___ Data for this task

PR #238, opened 2020-09-24
Add back styles.css and Remove Route53 HealthCheck

bryan-robitaille:
- Add styles.css by modifying `.gitignore`.  This file was mistakenly left out in the original PR and showed how bad a maintenance screen looks like without CSS. 
- Remove unused/unrequired `css` file.
- Remove HealthCheck and modify Route 53 Failover policy to leverage default Load Balancer check instead of custom.  https://docs.aws.amazon.com/Route53/latest/DeveloperGuide/resource-record-sets-values-failover-alias.html


pcraig3 (approved):
Good if you are. 👍

PR #241, opened 2020-09-25
Align new wait with correct dependency

bryan-robitaille:
Rename await dependency in Deploy to Staging action to new version in Push to Staging.  Variable name was `build-n-push` and is now `push-staging`


pcraig3 (approved):
Thanks, Bryan!

PR #243, opened 2020-09-28
Adding a migration to fix invitation with a sent field set to None

PierrePaul:
Having invitation with a sent field set to None can have unexpected results, like in django-admin or when listing the invitation, depending on the use.
This PR adds a migration that fix all previously created invitations that doesn't have a sent value.


pcraig3 (approved):

pcraig3:
Merci 😇

PR #245, opened 2020-09-28
Delete previous invites if no user account exists

pcraig3:
Previously, we were allowing:

- invite user
- user would sign up (invite is marked "accepted")
- user is deleted
- user is re-invited
- invite fails because accepted invite already exists

We pretty much always want to be able to invite someone when there is no user account for that person, so this PR makes that change.

### DIFF
--- a/CHANGELOG.md
+++ b/CHANGELOG.md
@@ -7,6 +7,8 @@ and this project adheres to [Semantic Versioning](https://semver.org/spec/v2.0.0
 
 ## Unreleased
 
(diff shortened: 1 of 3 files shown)


pcraig3:
ps, it's not possible to test this unless you can manually adjust the database, as there's currently no way to get an "accepted" invite for a non-existent user.

So if you are testing, you should do it locally, which is what I did.

bryan-robitaille (approved):
Looks good to me :)

PR #246, opened 2020-09-29
Standardization of alarm and filter resource names

bryan-robitaille:
Standardizing on alarm names ending in `_warn` or `_critical` as well as Alarm names not containing hyphens.  Filters for metrics do not contain the `_warn` or `_critical` suffix.


pcraig3 (approved):
👍

PR #248, opened 2020-09-29
Update the instructions on the "key" page

pcraig3:
This PR:

- updates the instructions on the "key" page, including changing all the pictures
- updates the FR info/warning banner on the "start" page

To see the changes, click the "generate key" button on this page: https://covid-alert-v6-key-c7c9ezaasm0.herokuapp.com/en/start/

(Note that when you switch between FR and EN on the "key" page itself, it will return you to the start page. This is intentional behaviour.)

## Screenshots

It's hard to see because the screen is so long but here's how the top of it looks.

| before | after |
|--------|-------|
| Screen Shot 2020-09-29 at 4 20 46 PM   | Screen Shot 2020-09-29 at 4 20 42 PM   |


YedidaZalik:
looks good to me, thanks @pcraig3

bryan-robitaille (approved):
Looking good to me.  Checked it out in English and French.

pcraig3:
Removing the version bump as I can get a few more content changes in before releasing.

PR #249, opened 2020-09-29
Adding Routing rules and Cache Control to Failover Solution

bryan-robitaille:
Using Cloudfront custom errors to catch 403 (Forbidden) response from S3 Origin and return `/en.htm` path for all files/urls that don't exist.

Using cache-control setting on htm files in S3 bucket to see if cache-control header of max-age will now be set.


pcraig3 (approved):
🤞

PR #251, opened 2020-09-30
Update content for password reset and 2FA screens

pcraig3:
This PR adds the "V6" content updates for

- the "password reset" pages
- the "2FA" pages

It also does a minor CSS fix so that the 2FA code input is smaller — it's only 6 characters so it doesn't make sense to keep it as a full-sized input.

I also removed the "You have successfully reset your password" page template because we don't use that anymore.

There are some irregularities between our Figma screens and how the app actually works, so I did my best to be consistent.


bryan-robitaille:
Looking good :tada:

bryan-robitaille (approved):
Helps if I press approve instead of comment....

PR #1343, opened 2020-08-10
V2 ga api el

M00nF1sh:
Add TargetType into TargetGroupBinding API.
The TargetType will be automatically set by mutatingWebhook if unset.

We add this into API types for two reason:
1. user can find the targetType via `kubectl get`
2. the model builders can set the TargetType for TargetGroups created by controller, so the TargetGroupBinding controller can avoid DescribeTargetGroup calls in it's reconcile loop.


apis/elbv2/v1alpha1/targetgroupbinding_types.go
```diff
@@ -102,6 +110,10 @@ type TargetGroupBindingSpec struct {
 	// targetGroupARN is the Amazon Resource Name (ARN) for the TargetGroup.
 	TargetGroupARN string `json:"targetGroupARN"`
 
+	// targetType is the TargetType of TargetGroup. If unspecified, it will be automatically inferred.
+	// +optional
+	TargetType *TargetType `json:"targetType,omitempty"`
```
kishorj, line 115: What will be the default value? Is it upto the model?

M00nF1sh: it will be automatically decided by a mutatingWebhook using DescribeTargetGroup API call if unset.
When model builders creates this TargetGroupBinding, it will set the TargetType to avoid the extra DescribeTargetGroup call.
When users creates this TargetGroupBinding without specify it, it will be set to the TargetType of TargetGroup by mutatingWebhook.

PR #1347, opened 2020-08-14
add resource model for securityGroup and Loadbalancer

M00nF1sh:
Add initial resource model for securityGroup and Loadbalancer.
Dependencies among resources will be captured via the token type.
sample usage
```
func modelBuilder() core.Stack {
	var stack core.Stack
	// stack := ....
	lbSG := ec2.NewSecurityGroup(stack, "lbSG", ec2.SecurityGroupSpec{
		GroupName:   "my-sg",
		Description: awssdk.String("managed by aws-load-balancer-controller"),
		Tags: map[string]string{
			"foo": "bar",
		},
	})
	alb := elbv2.NewLoadBalancer(stack, "lb", elbv2.LoadBalancerSpec{
		LoadBalancerName: "my-lb",
		SecurityGroups:   []core.StringToken{lbSG.GroupID(), core.LiteralStringToken("sg-xxxxxxx")},
		Tags: map[string]string{
			"foo": "bar",
		},
	})
	return stack
}

```

### DIFF
--- a/pkg/model/elbv2/load_balancer.go
+++ b/pkg/model/elbv2/load_balancer.go
@@ -1,0 +1,106 @@
+package elbv2
+
+import (
+	"sigs.k8s.io/aws-alb-ingress-controller/pkg/model/core"
+)
+
+var _ core.Resource = &LoadBalancer{}
+
+// LoadBalancer represents a ELBV2 LoadBalancer.
+type LoadBalancer struct {
+	id string
+
+	// desired state of LoadBalancer
+	spec LoadBalancerSpec `json:"spec"`
+
+	// observed state of LoadBalancer
+	// +optional
+	status *LoadBalancerStatus `json:"status,omitempty"`
+}
+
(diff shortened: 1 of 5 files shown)


pkg/model/elbv2/load_balancer.go
```diff
@@ -0,0 +1,107 @@
...
+
+	// [Network Load Balancers] The private IPv4 address for an internal load balancer.
+	PrivateIPv4Address *string `json:"privateIPv4Address,omitempty"`
+
+	// The ID of the subnet.
+	SubnetID *string `json:"subnetID,omitempty"`
+}
+
+// LoadBalancerSpec defines the desired state of LoadBalancer
+type LoadBalancerSpec struct {
```
kishorj, line 75: Need LoadBalancerType to differentiate between NLB and ALB

M00nF1sh: thanks :D added type here :D

PR #1351, opened 2020-08-18
Annotations parser

kishorj:
Implement annotations parser for V2

### DIFF
--- a/pkg/annotations/parser.go
+++ b/pkg/annotations/parser.go
@@ -25,7 +25,7 @@ func WithExact() ParseOption {
 
 func WithAlternativePrefixes(prefixes ...string) ParseOption {
 	return func(opts *ParseOptions) {
-		opts.alternativePrefixes = prefixes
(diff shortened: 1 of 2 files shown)


pkg/annotations/parser.go
```diff
@@ -35,31 +69,100 @@ type suffixAnnotationParser struct {
...
+	if value != nil {
+		*value = keyValues
+	}
+	return true
+}
+
+// buildAnnotationKey returns list of full annotation keys based on suffix and parse options
+func (p *suffixAnnotationParser) buildAnnotationKeys(suffix string, opts ...ParseOption) []string {
+	keys := []string{}
+	exact := false
```
M00nF1sh, line 148: the idiomatic pattern is
```
opts :=  ParseOptions{
      exact: false, (optional since the zero value is false)
      alternativePrefixes: nil (optional since the zero value is nil)
}
for _, opt := range opts {
      opt(opts)
}
if opts.exact {
     ....
} else {
     ....
}
```

kishorj: ok

PR #1356, opened 2020-08-19
add TargetGroup types

M00nF1sh:
add TargetGroup types for v2 models

### DIFF
--- a/pkg/model/elbv2/target_group.go
+++ b/pkg/model/elbv2/target_group.go
@@ -1,0 +1,128 @@
+package elbv2
+
+import (
+	"k8s.io/apimachinery/pkg/util/intstr"
+	"sigs.k8s.io/aws-alb-ingress-controller/pkg/model/core"
+)
+
+var _ core.Resource = &TargetGroup{}
+
+// TargetGroup represents a ELBV2 TargetGroup
+type TargetGroup struct {
+	// resource id
+	id string
+
+	// desired state of TargetGroup
+	spec TargetGroupSpec `json:"spec"`
+
+	// observed state of TargetGroup
+	// +optional
+	status *TargetGroupStatus `json:"status,omitempty"`
+}
+
+// NewLoadBalancer constructs new LoadBalancer resource.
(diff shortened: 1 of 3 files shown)


pkg/model/elbv2/target_group.go
```diff
@@ -0,0 +1,128 @@
...
+	// +optional
+	TimeoutSeconds *int64 `json:"timeoutSeconds,omitempty"`
+
+	// The number of consecutive health checks successes required before considering an unhealthy target healthy.
+	// +optional
+	HealthyThresholdCount *int64 `json:"healthyThresholdCount,omitempty"`
+
+	// The number of consecutive health check failures required before considering a target unhealthy.
+	// +optional
+	UnhealthyThresholdCount int64 `json:"unhealthyThresholdCount,omitempty"`
```
kishorj, line 84: Type is not consistent with other fields.

pkg/model/elbv2/target_group.go
```diff
@@ -0,0 +1,128 @@
...
+)
+
+// Information to use when checking for a successful response from a target.
+type HealthCheckMatcher struct {
+	// The HTTP codes.
+	HTTPCode string `json:"httpCode"`
+}
+
+// Configuration for TargetGroup's HealthCheck.
+type TargetGroupHealthCheckConfig struct {
```
kishorj, line 53: Any reason why all fields are pointers in this struct?

pkg/model/elbv2/target_group.go
M00nF1sh: opps, i missed this.

pkg/model/elbv2/target_group.go
M00nF1sh: 1. since they are optional fields in aws API as well. 
so i want to follow this principle around the model: if the type is optional in AWS API, make it optional, and the semantic is it will default to aws's default value server-side. and during reconcile, the settings won't be touched.

2. even the HealthCheck is required for ALB, i make `HealthCheckConfig *TargetGroupHealthCheckConfig` a pointer. So in the future, we can support lambda targets via annotations :D

PR #1359, opened 2020-08-20
On node events, reduce reconciling ingresses requests.

tcmichael:
The pr is same as #1225.
We manage node on demand and we have some fargate instances. So that there are many node events in our system.
Ingress controller receives node change event and reconciles all ingresses. We have about 100 ingresses in our kubernetes cluster. It take about 2-3mins for AWS ingress controller to reconcile with k8s cluster. Once the pod was deleted, it may not deregister targets in time, this results some 5xx(502 and 504)

### DIFF
--- a/internal/ingress/controller/controller.go
+++ b/internal/ingress/controller/controller.go
@@ -28,8 +28,12 @@ import (
 )
 
 func Initialize(config *config.Configuration, mgr manager.Manager, mc metric.Collector, cloud aws.CloudAPI) error {
+	store, err := store.New(mgr, config)
+	if err != nil {
+		return err
+	}
 	authModule := auth.NewModule(mgr.GetCache())
-	reconciler, err := newReconciler(config, mgr, mc, cloud, authModule)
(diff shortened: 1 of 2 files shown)


tcmichael:
BTW, `max-concurrent-reconciles` can also help to avoid some 5xx. Do you have any suggestion for the number of `max-concurrent-reconciles`? @M00nF1sh

M00nF1sh:
@tcmichael sorry for the late response, we were focusing on the v2 implementation.(I remember checked this pr but forget to comment somehow).
Do you still want this PR merged into the old master branch? (the v2 have this functionality built-in).
Some comments about this PR: it enqueues all NodePort service, and can be optimized to enqueue if the service have targetType: instance as well(similar to Ingress)

M00nF1sh:
also, for max-concurrent-reconciles, it should be adjusted according to api throttles you are facing, in v2, we have metrics which can be viewed via promethus. (and ideally you only need to adjust the targetgroupbinding-max-concurrent-reconciles only)

PR #1361, opened 2020-08-21
Model builder for NLB IP mode

kishorj:


pkg/annotations/constants.go
```diff
@@ -7,4 +7,35 @@ const (
...
+	ServiceAnnotationLoadBalancerSecurityGroups                = "aws-load-balancer-security-groups"
+	ServiceAnnotationLoadBalancerCertificate                   = "aws-load-balancer-ssl-cert"
+	ServiceAnnotationLoadBalancerSSLPorts                      = "aws-load-balancer-ssl-ports"
+	ServiceAnnotationLoadBalancerSSLNegotiationPolicy          = "aws-load-balancer-ssl-negotiation-policy"
+	ServiceAnnotationLoadBalancerBEProtocol                    = "aws-load-balancer-backend-protocol"
+	ServiceAnnotationLoadBalancerAdditionalTags                = "aws-load-balancer-additional-resource-tags"
+	ServiceAnnotationLoadBalancerHCHealthyThreshold            = "aws-load-balancer-healthcheck-healthy-threshold"
+	ServiceAnnotationLoadBalancerHCUnhealthyThreshold          = "aws-load-balancer-healthcheck-unhealthy-threshold"
+	ServiceAnnotationLoadBalancerHCTimeout                     = "aws-load-balancer-healthcheck-timeout"
+	ServiceAnnotationLoadBalancerHCInterval                    = "aws-load-balancer-healthcheck-interval"
```
M00nF1sh, line 35: let's make it consist, either HC or HealthCheck

pkg/model/elbv2/load_balancer.go
```diff
@@ -78,6 +78,23 @@ const (
...
+const (
+	DeletionProtectionEnabledKey = "deletion_protection.enabled"
+	AccessLogsS3EnabledKey       = "access_logs.s3.enabled"
+	AccessLogsS3BucketKey        = "access_logs.s3.bucket"
+	AccessLogsS3PrefixKey        = "access_logs.s3.prefix"
+	IdleTimeoutTimeoutSecondsKey = "idle_timeout.timeout_seconds"
+	RoutingHTTP2EnabledKey       = "routing.http2.enabled"
+	CrossZoneLoadBalancing       = "load_balancing.cross_zone.enabled"
+
+	DefaultDeletionProtectionEnabled = false
```
M00nF1sh, line 90: we shouldn't have these default value in the model package.
it should be inside relevant model builder

pkg/model/elbv2/target_group.go
```diff
@@ -5,6 +5,8 @@ import (
 	"sigs.k8s.io/aws-alb-ingress-controller/pkg/model/core"
 )
 
+const ProxyProtocolV2Enabled = "proxy_protocol_v2.enabled"
```
M00nF1sh, line 8: same comments as attributes for LoadBalancer

pkg/model/nlb/builder.go
```diff
@@ -0,0 +1,314 @@
+package nlb
+
```
M00nF1sh, line 2: i prefer the builder to be not inside model package.(which is only for model)

how about `/pkg/service/nlb_model_builder.go` or `/pkg/service/nlb/model_builder.go`

PR #1366, opened 2020-08-24
rewrite TargetGroup filter using ELBV2 tag operation

Fedomn:
This PR to support controller GC TargetGroup in the internal VPC that without internet access ability.

So i replace Resource Groups Tagging API to ELBV2 DescribeTargetGroups API in targetgroup_group GC function.

Same purpose as #1109 

Thanks


Fedomn:
@M00nF1sh any update about this PR, or i need to migrate this code to v2 first ?

M00nF1sh:
@Fedomn 
sorry for the late reply, we were actively working on v2 and haven't commented on this PR.
The problem with this solution is TargetGroups are created first before attach to LoadBalancers. If there are any error happens before creating listener/listener rules(e.g. a missing TLS certificate), these created TargetGroups will be leaked.

BTW, the v2 already supports private cluster. (it's using ELBv2's tag operation). Do you still want to improve this PR and get merged in v1 or migrate to use v2 😄 .

Fedomn:
@M00nF1sh thanks for your quick reply, i will improve this PR and use solution same as [ELBV2 tagging operations](https://github.com/kubernetes-sigs/aws-load-balancer-controller/pull/1387/files#diff-02e2dfc7a036f6d080a920261df60c92ed7cf0822417c2fa69e86251f218eb50R165)
I think this solution may solve the dangling TargetGroups issue

Fedomn:
just close this PR for v1.
because the v2 already supports private cluster.

PR #1368, opened 2020-08-24
e2e tests for k8s service

kishorj:
* e2e tests for NLB IP create/delete/traffic tests
* e2e tests for NLB IP with TLS annotations create/delete/traffic tests


kishorj:
Will base the changes on the new e2e framework.

PR #1373, opened 2020-08-27
reconciler and eventhandler framework for service objects

kishorj:
* reconciler and eventhandler for service objects
* port finalizer utils from aws-app-mesh-controller-for-k8s


controllers/service/service_controller.go
```diff
@@ -0,0 +1,99 @@
...
+	log              logr.Logger
+	annotationParser annotations.Parser
+	finalizerManager k8s.FinalizerManager
+}
+
+// +kubebuilder:rbac:groups="",resources=services,verbs=get;list;watch;create;update;patch;delete
+// +kubebuilder:rbac:groups="",resources=services/status,verbs=get;update;patch
+func (r *ServiceReconciler) Reconcile(req ctrl.Request) (ctrl.Result, error) {
+	ctx := context.Background()
+	_ = r.log.WithValues("service", req.NamespacedName)
```
M00nF1sh, line 45: i think we can remove this line if the return value `_ = r.log.WithValues("service", req.NamespacedName)` is not used.

PR #1390, opened 2020-09-04
Fix security group reconciliation loop

glenonn:
See:
https://github.com/kubernetes-sigs/aws-alb-ingress-controller/issues/1094

This fix combines ipv4 and ipv6 security group rules into one
IPPermission.


glenonn:
signed the CNCF CLA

______

Beginning at the first line of the records, retype exactly every line up to and including the one with "- Add styles.css".

PR #238, opened 2020-09-24
Add back styles.css and Remove Route53 HealthCheck

bryan-robitaille:
- Add styles.css by modifying `.gitignore`.  This file was mistakenly left out in the original PR and showed how bad a maintenance screen looks like without CSS. 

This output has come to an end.